Auf der Suche nach dem wettbewerbskritischen Wissen um die Kundenprobleme und innovativen Technologien von morgen ist in vielen Unternehmen eine Tendenz zur Öffnung betrieblicher Innovationsprozesse zu verzeichnen. Um die Innovationspipeline zu „beschicken“ und das Risiko zu reduzieren, neue Produkte und Services „am Markt vorbei zu entwickeln“, sollen neben der Kreativität der eigenen Belegschaft auch externe Innovationsimpulse erschlossen werden.
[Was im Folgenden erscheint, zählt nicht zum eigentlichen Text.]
PR #63, opened 2023-10-12
Add v_reset to neuron models

stevenabreu7:
For the LIF and CNN task, we currently use a fixed reset voltages - which is counter to the docstrings and parameterisation of the `LIF`, `IF`, and `CubaLIF` models (thanks to Terry for pointing that out). 

This PR adds a `v_reset` parameter to these neuron models. By default it is None, and the subtractive resetting described in the docstrings right now is applied. If `v_reset` is set to some value, then the voltage is set to this value when a spike is emitted.

### DIFF
--- a/nir/ir.py
+++ b/nir/ir.py
@@ -476,6 +476,14 @@ class CubaLIF(NIRNode):
             v-v_{threshold} & z=1 \\
             v & else
         \end{cases}
+    
+    or, if the reset voltage is not None:
+
+    .. math::
+        v = \begin{cases}
+            v_{reset} & z=1 \\
+            v & else
+        \end{cases}
 
     Where :math:`\tau_{syn}` is the synaptic time constant,
     :math:`\tau_{mem}` is the membrane time constant,
@@ -484,6 +492,7 @@ class CubaLIF(NIRNode):
     :math:`v_{leak}` is the leak voltage,
     :math:`R` is the resistance,
     :math:`v_{threshold}` is the firing threshold,
+    :math:`v_{reset}` is the reset voltage,
     and :math:`S` is the input spike.
     """
 
@@ -493,6 +502,7 @@ class CubaLIF(NIRNode):
     v_leak: np.ndarray  # Leak voltage
     v_threshold: np.ndarray  # Firing threshold
     w_in: np.ndarray = 1.0  # Input current weight
+    v_reset: typing.Optional[np.ndarray] = None  # Reset voltage
 
     def __post_init__(self):
         assert (
@@ -502,6 +512,8 @@ class CubaLIF(NIRNode):
             == self.v_leak.shape
             == self.v_threshold.shape
         ), "All parameters must have the same shape"
+        if self.v_reset is not None:
+            assert self.r.shape == self.v_reset.shape, "All parameters must have the same shape"
         # If w_in is a scalar, make it an array of same shape as v_threshold
         self.w_in = np.ones_like(self.v_threshold) * self.w_in
         self.input_type = {"input": np.array(self.v_threshold.shape)}
@@ -594,15 +606,26 @@ class IF(NIRNode):
             v-v_{thr} & z=1 \\
             v & else
         \end{cases}
+    
+    or, if the reset voltage is not None:
+
+    .. math::
+        v = \begin{cases}
+            v_{reset} & z=1 \\
+            v & else
+        \end{cases}
     """
 
     r: np.ndarray  # Resistance
     v_threshold: np.ndarray  # Firing threshold
+    v_reset: typing.Optional[np.ndarray] = None  # Reset voltage
 
     def __post_init__(self):
         assert (
             self.r.shape == self.v_threshold.shape
         ), "All parameters must have the same shape"
+        if self.v_reset is not None:
+            assert self.r.shape == self.v_reset.shape, "All parameters must have the same shape"
         self.input_type = {"input": np.array(self.r.shape)}
         self.output_type = {"output": np.array(self.r.shape)}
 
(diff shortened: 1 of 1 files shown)


bvogginger:
Thanks @stevenabreu7 for providing this PR.

I wonder whether it would be better to *explicitly* specify the reset mechanism.
e.g. `reset = "subtract"` or `reset = "v_reset"`.

How different frameworks implement this:
- sinabs: provide reset function: Callable()
- snntorch: flag for reset mechanism
- spinnaker2: flag for reset mechanism
- spikingjelly: as in this PR.

Instead of a flag one could also introduce a bool:
```py
reset_is_subtract: bool = True
if spike:
    v = reset_is_subtract*(v-v_threshold) + (1-reset_is_subtract)*v_reset
```

Other opinions?

stevenabreu7:
Yeah, both are fine for me. As you point out, both exist in other tools and it'll be clear enough either way as long as the docs explain it well. 

If we use the flag, we would have to either 1) set a default value for `v_reset` (e.g. zero, but then we'd have to cast the zero into an array of the correct shape in the __post_init__ - a bit messy), or 2) keep the default value for `v_reset` as `None` (but then it's _possible_ to set the mode to "reset" and have `v_reset=None` which would have to throw an error - which seems fine to me for an IR). 

Any other opinions?

bvogginger:
Ok, considering the potential issues during initialization when using a *flag*, I tend to go for the existing solution provided by @stevenabreu7 !

Jegp:
Hmmmm. I think this is a hard issue. Formally in NIR (in the paper at least), the behavior of the reset is defined to be $v-v_{thr}$. What you're suggesting would change that, effectively change the underlying dynamics and parameterize the equations. Which concerns me because it goes against my intuition that our primitives are "primitive".

But, I also see the point of being able to describe the exact reset mechanism in NIR. Would it be meaningful to instead of adding it into the specific neuron models define that

1. We agree to use a standard reset mechanism in the neuron models by default (could be $v - v_{thr}$, but could also be with the reset in this PR)
2. But that we can compose neuron dynamics with different kinds of resets. If we, for instance, wanted a reset to zero, we could create a LIFZero primitive which would essentially be $\text{Reset}_{zero} \circ LI$.

Jegp:
> With 1), we would have to change existing frameworks to use a different reset mechanism or even add it if it doesn't exist yet (like in Norse for I&F). Are we okay with "setting/enforcing standards" like that?

In some sense, the value of NIR is exactly this kind of standardization. It will ruffle some feathers, but at some point we have no choice but to unify the descriptions of the computations. We should ensure our reasons our sound, and we pick the right representation, of course.

My main concern with the flag solution is that one primitive all of a sudden will represent multiple continuous time systems. Now it's no longer just a LIF. It's a LIF-reset or LIF-subtract.

> If we go for 2), I'm afraid we might end up with a bunch of different LIF variants which will clutter the number of primitives that we support, making it more confusing and unclear.. (and I think it wouldn't be as simple as combining a new `reset_zero` primitive with `LI`, because `reset_zero` would have to act on the membrane potential of `LI`, which is an internal variable and can neither be read nor set from the outside, at least not the way we set things up now).

That's true. But how is the parameterization different? Wouldn't any backend have to ensure they support all the different threshold mechanisms?
A separate point is that I'm not super clear on how many mechanisms we're talking about. I've heard of the $v = v - t_{th}$ (subtract) and $v = 0$ (reset). Are other variants in use?

Separately, it would be interesting to understand exactly how different the two mechanisms would be. Perhaps it'd be worthwhile running some experiments?

stevenabreu7:
I see your point that LIF should represent _one_ kind of system, and not multiple different ones like `LIF-reset` _and_ `LIF-subtract`. Having separate primitives will also make it easier for us to specify what platforms support which primitives. 

I agree that standardisation is nice, but I also don't feel confident enough in any model to restrict to NIR to only that one. I don't even think there is a "right" model or representation. I do think there are more different ways to implement the reset. For example, allowing graded spikes (multiple spikes per timestep) further complicates this because then the reset can be either `v-v_th` or `v-n*v_th` where `n` is the number of spikes emitted. 

We likely won't get a conclusive answer here and now. How should we move forward? Should I split the `LIF` into `LIF_reset` and `LIF_subtract` and create an alias `LIF = LIF_reset` for backward compatibility?

bvogginger:
Note that this issue of `"reset-to-v_reset"` vs. `"subtract"` only applies to time-step based simulation but not the the continuous-form we present in the paper.

In the continuous form, when the voltage reaches the threshold, it is immediately reset to 0 by subtracting the threshold (or to `v_reset` for this PR). In the continuous dynamics the voltage never exceeds the threshold. Hence **subtracting the threshold** and **resetting to 0** are **identical**!

If we want to stick to NIR being a continuous time representation of "neuromorphic networks", then there is only one unique description.
Note that I would prefer then to use the `v_reset` version as presented in this PR, as it is more general. E.g. it allows to reset the membrane voltage below `v_leak` as is the case for most of biological neurons. (Note that mathematically it is sufficient to specify either `v_leak` or `v_reset` and let the other one be 0.).

The problem only applies to time-step based simulations such as those in the ML-frameworks or digital neuromorphic hardware. It does not apply analog neuromorphic hardware.

Hence, one solution could be to let the user choose the reset method when running `from_nir(graph, reset_method)`, as this is an implementation detail.

We also could add metadata to the exported graph that specifies the reset mechanism used. Similarly, one could specify the used integration method, e.g., "Forward Euler" or "Exponential Euler".

I'm afraid that this leads to a more general discussion on whether NIR is a continuous dynamics format for Neuormorphic architectures, for for exchanging time-step based SNN between ML-Frameworks...

stevenabreu7:
that's absolutely correct, thanks for this comment @bvogginger. I opened a new issue to go forward with this, and I will close this PR.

Unter Etiketten wie „Open Innovation“ werden Kooperationen mit Lead-Usern, externes Technologiesourcing bis hin zur Integration von Pionieranwendern und Lieferanten in einen „offenen“ Innovationsprozess propagiert. Während die Chancen zur Erhöhung der Innovationskompetenz von Unternehmen durch „Open Innovation“ gepriesen werden, bleiben zentrale Fragen zu den Grenzen und der praktischen Umsetzbarkeit des Ansatzes offen. „Open Innovation“ entbindet nicht von der zentralen Unternehmensaufgabe der strategischen Vororientierung: Wenn die Öffnung des Innovationsprozesses nicht mit einer Schließung des Suchraumes für externe Impulse einhergeht, droht das „Prinzip Öffnung“ zum „Prinzip Hoffnung“ zu werden. Weiterhin erscheint mit der Forschung zum „Not-Invented-Here-Syndrom“ die Aufnahme externer Innovationsimpulse, geschweige denn die Integration externer Akteure als ein „Kultur-Bruch“, der einer behutsamen und dosierten Umsetzung bedarf. Das Erschließen externer Innovationsimpulse stellt betriebliche Innovationskulturen vor neue Herausforderungen. Auf welchen Wegen die Vision der „Open Innovation“ einzulösen ist, analysiert das IAI in Zusammenarbeit mit innovationsaktiven Unternehmen.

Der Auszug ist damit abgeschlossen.